VALEU A PENA TER ESCRITO

 




Dia desses o talentoso dramaturgo e escritor Mário Bortolotto postou uma história sobre Julio Cortázar que me deixou encantado. Justo eu que pretensiosamente achava conhecer quase todo o trabalho do escritor franco-argentino. Conta o  Cortázar na postagem do Bortolotto  “(...) eu estava em Barcelona no mês passado, passeando pelo bairro gótico certa noite, e havia uma moça americana, bem bonita, tocando violão muito bem e cantando. Ela estava no chão cantando para fazer algum dinheiro. Parecia um pouco a Joan Baez, uma voz muito pura, límpida. Havia um grupo de jovens de Barcelona escutando. Parei para ouvi-la, mas fiquei na sombra. A certa altura, um daqueles rapazes, devia ter uns vinte anos, era muito jovem, muito bonito, chegou perto de mim. Tinha um bolo na mão. Ele disse: “Julio, pegue um pedaço”. Então eu peguei um pedaço e comi, e disse a ele: “Muito obrigado por ter vindo me dar esse pedaço de bolo”. Ele respondeu: “Mas, escute, estou lhe dando tão pouco em comparação com o que você me deu”. E eu disse: Não diga isso, não diga isso”, nos abraçamos e ele foi embora. Bem, coisas assim, essa é a melhor recompensa pelo meu trabalho como escritor. Que um rapaz ou uma moça venha falar comigo e me oferecer um pedaço de bolo é maravilhoso. Vale o trabalho de ter escrito”.

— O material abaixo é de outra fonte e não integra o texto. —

PR #277, opened 2021-09-29
Change CloudTime from CloudFloat to CloudUnsignedInt

pennam:
This pr adds a new `CloudUnsignedInt` type and changes `CloudTime` from `CloudFloat` to `CloudUnsignedInt`

/cc @eclipse1985

### DIFF
--- a/extras/test/src/test_decode.cpp
+++ b/extras/test/src/test_decode.cpp
@@ -382,6 +382,24 @@ SCENARIO("Arduino Cloud Properties are decoded", "[ArduinoCloudThing::decode]")
 
   /************************************************************************************/
 
+  WHEN("A Time property is changed via CBOR message")
+  {
+    PropertyContainer property_container;
+
+    CloudTime test;
+    test = 0;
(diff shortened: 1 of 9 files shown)


aentinger:
Good Morning @pennam :wave: :coffee: 
Possibly I've missed this, but did you extend the unit tests to also cover the new `CloudUnsignedInt`/`unsigned int` property?

pennam:
Hi @aentinger, you are right, i did not add them. Let me do it :muscle:

pennam:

Pois seja com esse escritor universal, reconhecido em vida , referência na literatura mundial  ou seja com um escritor brasileirinho de zero relevância e bissexto como eu há momentos que “vale o trabalho de ter escrito”. Diante dessa linda história do Cortázar me atrevo a dizer que tive muitas passagens onde tive certeza de que “valeu”. Uma delas , das mais relevantes, aconteceu há muitos anos no conjunto Nacional, ali na avenida Paulista, São Paulo quando um casal tímido e humilde se aproximou de mim . Ele perguntou se eu era eu...eu disse que sim. Aí ele apontou a moça ao seu lado e disse :

            --- Tá vendo essa moça ?

            --- Sim...

            ---Ela é minha esposa...

            --- ...

            --- Então, eu “ganhei” ela por sua causa !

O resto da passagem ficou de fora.